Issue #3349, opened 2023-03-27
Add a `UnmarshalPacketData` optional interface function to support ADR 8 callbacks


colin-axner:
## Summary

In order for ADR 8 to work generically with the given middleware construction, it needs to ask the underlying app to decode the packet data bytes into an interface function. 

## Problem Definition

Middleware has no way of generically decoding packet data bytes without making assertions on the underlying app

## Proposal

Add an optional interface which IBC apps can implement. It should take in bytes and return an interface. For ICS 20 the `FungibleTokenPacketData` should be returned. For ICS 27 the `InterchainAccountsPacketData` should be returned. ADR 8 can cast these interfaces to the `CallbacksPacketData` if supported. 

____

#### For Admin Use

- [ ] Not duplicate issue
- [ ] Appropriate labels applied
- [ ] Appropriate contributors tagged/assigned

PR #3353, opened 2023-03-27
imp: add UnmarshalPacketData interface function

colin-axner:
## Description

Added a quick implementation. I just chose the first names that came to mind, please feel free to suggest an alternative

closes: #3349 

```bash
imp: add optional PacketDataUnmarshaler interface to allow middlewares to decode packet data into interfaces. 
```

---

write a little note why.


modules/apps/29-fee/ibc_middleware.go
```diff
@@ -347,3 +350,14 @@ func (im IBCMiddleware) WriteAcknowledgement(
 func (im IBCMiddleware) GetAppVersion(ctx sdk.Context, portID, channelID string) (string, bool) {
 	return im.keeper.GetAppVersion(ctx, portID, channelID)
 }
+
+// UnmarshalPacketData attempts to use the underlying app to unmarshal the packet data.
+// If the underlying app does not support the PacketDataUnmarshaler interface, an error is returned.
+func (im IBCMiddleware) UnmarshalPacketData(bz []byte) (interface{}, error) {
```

==*==

Go through the data above and copy each line in which "error" appears.

+// If the underlying app does not support the PacketDataUnmarshaler interface, an error is returned.
+func (im IBCMiddleware) UnmarshalPacketData(bz []byte) (interface{}, error) {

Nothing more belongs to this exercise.